An Optimized Machine Learning Approach to Classify Incidents in the Canadian Construction Industry

Learning from previous construction incidents is essential to avoid coming ones. Compared to other industries, the construction industry is argued to be the most hazardous. Construction incidents do not only negatively impact humans in workplaces but also may cause substantial financial losses. To this end, an adequate interpretation and prediction of construction incidents are vital. This study contributes to the body of knowledge by providing a holistic incident evaluation model that aims to automatically classify current incidents and predict future ones. A data set of 13,153 records of incidents reported by a construction company located in Alberta, Canada, is employed in this study.

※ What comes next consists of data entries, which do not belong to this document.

PR #389, opened 2025-09-18
Skip computing the output of the weighted predictor if unused

sboukortt:


veluca93 (approved):

jxl/src/frame/coeff_order.rs
```diff
@@ -77,7 +77,7 @@ pub fn natural_coeff_order(transform: HfTransformType) -> Vec<u32> {
         for j in 0..(i + 1) {
             let mut x = xsize - 1 - (i - j);
             let mut y = xsize - 1 - j;
-            if i % 2 != 0 {
+            if i.is_multiple_of(2) {
```
chicheng, line 80: changed from odd=True to even=True?

sboukortt: Oops… thanks. #390 

(Worrying that no test caught this, and odd that Clippy doesn’t detect the other instance, 24 lines above.)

The study adopts text-mining techniques to represent word vectors (attributes) that machine learning (ML) models can utilize. Moreover, the study employs shallow ML models, such as decision tree (DT), K-nearest neighbors (KNN), Random Forest (RF), and Naive Bayes. It also adopts deep ML models, such as deep neural network (DNN). Further, the study discusses the attributes that can be used to predict the severity of possible incidents, i.e., weather conditions and work packages. Consequently, it utilizes the same ML models to predict the severity of possible future incidents based on correlation analysis of the identified attributes. All of the parameters of the ML models are optimized by the grid optimization technique. Further, the results reveal that the DNN model is the best-performing ML model. The study provides the participants with a tool to classify safety records automatically and theoretically discusses the potential of forecasting possible incidents.